You could also argue that the sax-bass-drums trio the Fringe have always played with structure — bop progressions, Tranish arpeggios (those "sheets of sound"), riff-based bluesy numbers. A walking bass against dotted rhythms on the ride cymbal was a regular feature of those ’70s Fringe gigs, which took place every Monday night for the better part of a decade at the old Michael’s Pub on Gainsborough Street. The band had their own book of original material, and they would also regularly pop out a "standard" like Archie Shepp’s riffing, bluesy "Keep Your Heart Right." It didn’t matter that those "walks" were often like frenetic runs (and still are), or that the music could explode with ear-piercing harmonic bowing from bassist Rich Appleman or extended passages of multiphonic shrieks from saxophonist George Garzone. When a friend of mine who is another long-time Fringe fan recently checked into the Albert Ayler box, remembering the late-’60s revolutionary as rather forbidding, his first thought was, "It sounds like George Garzone."

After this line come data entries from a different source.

PR #5600, opened 2022-09-09
chore: Allow running all-in-one with external object store

mkmik:
I wanted to test some interactions with a real object-store and I noticed that we don't expose the object store configuration block to the all-in-one command.

This PR exposes the whole object-store clap block and not only `--data-dir`. It remains backward compatible with the behavior of `--data-dir` in the `all-in-one` mode.

```console
$ minio serve &
$ echo "create token"
$ export AWS_ACCESS_KEY_ID="..."
$ export AWS_SECRET_ACCESS_KEY="...."
$ cargo run --features aws -- run all-in-one --object-store s3 --persist-partition-cold-threshold-seconds 10 --aws-endpoint http://localhost:9000 --bucket iox   --aws-allow-http
```


influxdb_iox/src/commands/run/all_in_one.rs
```diff
@@ -361,7 +359,16 @@ impl Config {
             querier_max_table_query_bytes,
         } = self;
 
-        let object_store_config = ObjectStoreConfig::new(database_directory.clone());
+        let database_directory = object_store_config.database_directory.clone();
+        // If dir location is provided and no object store type is provided, use it also as file object store.
```
crepererum, line 363: Isn't this what `ObjectStoreConfig` is doing by default when creating the actual object cstore?

mkmik: I tried and it wasn't. It was complaining that when you pass the dir you also have to pass obiectstore type file

crepererum: Should we default the type to `file` then?

mkmik: By default it's memory. It becomes file only if you specify a directory. Or at least that's the thinking for the all-in-one mode, where it's helpful to provide a quick shortcut.

For the proper server mode, I like the idea that we should force all flags to be explicit and minimize the "magic activations" between flags.

alamb (approved):
This makes sense to me -- thanks @mkmik

PR #5603, opened 2022-09-09
revert: disable read buffer usage in querier (#5579)

crepererum:
# gRPC perf
This results in a 2x-3x slow down. It's not horrible, but also not good.

image

# CPU Usage
Also it increases CPU usage (which would be OK, because our queriers have loads of spare CPU power, but maybe we can improve on that front as well):

image

# Cache Usage
One nice side-effect of using parquet would be that the data is more compressed which would make our cache more efficient:
image


tustvold (approved):
Super-stoked by these results, we're almost there! :tada:

PR #5613, opened 2022-09-12
fix: apply selection in `TestChunk::read_filter`

crepererum:
TBH I have no idea how this worked so well before, but the chunks are
expected to apply the given selection. This is because
`IOxReadFilterNode::execute` will wrap the `QueryChunk::read_filter`
output into a `SchemaAdapterStream` and this one expects that there are
no input columns that are absent in the output schema (i.e. it will only
add null columns, it won't remove any). Funnily the `SchemaAdapterStream`
error will blame DataFusion for the mess.

**This doesn't fix any tests that fail right now, but an upcoming PR would fail w/o it and it took me quite a while to debug this.**


iox_query/src/test.rs
```diff
@@ -919,14 +920,24 @@ impl QueryChunk for TestChunk {
         &self,
         _ctx: IOxSessionContext,
         predicate: &Predicate,
-        _selection: Selection<'_>,
+        selection: Selection<'_>,
```
alamb, line 923: the fact this is called selection when it is really a projection definitely doesn't help things. I'll make a note to try and clean up the naming

alamb (approved):

iox_query/src/test.rs
```diff
@@ -919,14 +920,24 @@ impl QueryChunk for TestChunk {
...
+            None => self.table_data.clone(),
+            Some(projection) => self
+                .table_data
+                .iter()
+                .map(|batch| {
+                    let batch = batch.project(&projection)?;
+                    Ok(Arc::new(batch))
+                })
+                .collect::<std::result::Result<Vec<_>, ArrowError>>()?,
+        };
```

The venues have changed several times since then — Monday nights at the Lizard Lounge for five years, and for the past year or so at Zeitgeist Gallery (a place drummer Bob Gullotti especially likes because, with no liquor license, it’s an all-ages hang). And Boston MVP bassist John Lockwood has been with the band since the mid ’80s. These days, they don’t announce tunes, and everything is spontaneously improvised. Occasionally, a phrase from a standard will sneak into the set or, as on a recent Monday night, what I could swear were a couple of choruses of Fields & McHugh’s "Exactly like You." And Garzone occasionally finds his way into some familiar ballad changes. But the band’s unpredictability — along with their daunting mastery — is intact.

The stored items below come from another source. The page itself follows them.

PR #5614, opened 2022-09-12
refactor: make `QueryChunk::partition_id` non-optional

crepererum:
In our data model, a chunk always belongs to a partition[^1], so let's not make this attribute optional. The optional value only leads to -- mostly surprising -- conditional behavior, ranging from "do not equalize the partition sort key" (querier) to "always consider the chunk overlapping" (iox_query when dealing with ingester chunks).

[^1]: This is even true when the chunk belongs to a parquet file that is not
      yet added to the catalog, contrary to what a comment in the ingester
      stated. The catalog and data model used by the querier are two totally
      different things.


NGA-TRAN (commented):
Yeah, it is nice that you can always attach a chunk to a partition now. IIRC, at the early stage when we started building the Ingester, we were not able to attach it to a partition yet. We have evolved and this is a great way to go.

PR #5617, opened 2022-09-12
refactor: do not store chunks in `Deduplicator`

crepererum:
Only store context, settings (if any) and the schema interner within the de-duplicator. Extract a new `Chunks` type that handles the chunk classification and can passed around in a somewhat clean fashion.


NGA-TRAN (approved):
Looks very good. Will reduce memory usage 👍 . I have carefully gone over the code, the assert and the tests. But I have to rely on the tests to catch bugs if any 😄

Issue #5602, opened 2022-09-09
Avoid running de-dup within the ingester for querier<>ingester requests


crepererum:
The ingesters are somewhat a bottleneck because we cannot just scale them out. So they should do as little work as possible, esp. for querier requests. So for these requests they should NOT run de-duplication (the queriers can easily do that).

PR #5618, opened 2022-09-12
refactor: dedicated query path for querier tombstone materialization

crepererum:
I would like to remove de-dup from the querier<>ingester query path in #5602, but the tombstone application and parquet write path can still do the full work.


ingester/src/data/query_dedup.rs
```diff
@@ -0,0 +1,160 @@
...
+        .with_chunks([data as _])
+        .build()
+        .context(FrontendSnafu)?
+        .plan_builder
+        .build()
+        .context(LogicalPlanSnafu)?;
+
+    debug!(%table_name, plan=%logical_plan.display_indent_schema(),
+           "created single chunk scan plan");
+
```
NGA-TRAN, line 71: Question: you can remove the below block here because you converted `_selection` to `selection` in previous PR, tight?

```rust
 // Now, restrict to all columns that are relevant
    let logical_plan = match selection {
        Selection::All => logical_plan,
        Selection::Some(cols) => {
            // filter out columns that are not in the schema
            let schema = Arc::clone(logical_plan.schema());
            let cols = cols.iter().filter_map(|col_name| {
                schema
                    .index_of_column_by_name(None, col_name)
                    .ok()
                    .map(|_| datafusion::prelude::col(col_name))
            });

            LogicalPlanBuilder::from(logical_plan)
                .project(cols)
                .context(LogicalPlanSnafu)?
                .build()
                .context(LogicalPlanSnafu)?
        }
    };
```

NGA-TRAN (approved):
Quetion: is this refactor to move the plan with deduplication to query_dedup.rs for you to modify the function in querier_hanlder.rs to not do the deduplication work in next PR?

If so, it looks good to me

crepererum:
> Quetion: is this refactor to move the plan with deduplication to query_dedup.rs for you to modify the function in querier_hanlder.rs to not do the deduplication work in next PR?

Exactly 🙂

ingester/src/data/query_dedup.rs
crepererum: Yes, or in other worlds: the "internal" data paths in the ingested (tombstone materialization, Parquet file generation) always use all columns – in contrast to the querier data path that can select columns. So splitting the two even makes the internal data path simpler (also the internal path never applies predicates apart from delete predicates).

PR #5622, opened 2022-09-12
fix: Use `ColumnType` as an enum in more places; make `estimate_arrow_bytes_for_file` infallible

carols10cents:
I swear I'm going somewhere with this, this is just the first step to some refactoring to improve code reuse, encapsulation, and testing of the compactor code.

`estimate_arrow_bytes_for_file` had the possibility of failing if the column type `i16` couldn't be converted to a `ColumnType` value. This really shouldn't be the case, as we're controlling what goes into and out of the database. And even if there is a failure, it should be at the database interaction level, not computing estimated memory usage.

sqlx can take care of the transformations between int and enum for us if we add `#[repr(i16)]` to `ColumnType` (the `column_type` column in postgres is `SMALLINT`, [which corresponds to Rust `i16`](https://docs.rs/sqlx/latest/sqlx/postgres/types/index.html)).

There's only one spot where we're sending a bunch of records to an INSERT and sqlx isn't doing that quite right-- there's one little `as i16` needed there.

### DIFF
--- a/compactor/src/cold.rs
+++ b/compactor/src/cold.rs
@@ -331,15 +331,15 @@ mod tests {
         table.create_column("time", ColumnType::Time).await;
         let table_column_types = vec![
             ColumnTypeCount {
-                col_type: ColumnType::Tag as i16,
+                col_type: ColumnType::Tag,
                 count: 3,
             },
             ColumnTypeCount {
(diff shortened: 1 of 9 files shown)


NGA-TRAN (approved):
Nice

Caruso said that a few years ago he resolved to get the first two Fringe albums — which had never been reissued — converted to CD. By chance, in October 2003, after a night at the BSO (where he is a season subscriber), he headed to a neighborhood bar to catch the end of the fateful seventh game of the Red Sox–Yankees series. There was Garzone, and Caruso, who’d lost touch with the band since they’d decamped from the Lizard, made his proposal. "George said, ‘Listen, I don’t know if you’ve seen the band lately, but we’ve been playing as well as we ever have. . . . Why don’t you record us as we are right now?’ "

So Caruso contacted the veteran engineer Toby Mountain, who set up for two nights in November 2003, one of which included Joe Lovano sitting in as special guest. Live at Zeitgeist (Resolution Recordings) is prime Fringe: gentle, ferocious, boppish, free, with one of their improvised Coltrane-like devotionals, "Tonight’s Prayer," a high-spirited chase between Lovano and Garzone on a couple of tracks, and their now standard, horribly titled, "A Fringe Tribute to the New England Patriots," a genuine stadium-cheer riff tune with a stop-time for the audience to chime in "Football!"

After that night at Emmanuel Church, Caruso estimates that he spent the "next 32 weeks straight at Michael’s on Monday night." That was typical — the conversion experience, the almost religious devotion, which you can still find among the 25 or so folks, most of them in their 20s, who make those late-Monday-night trips to Zeitgeist.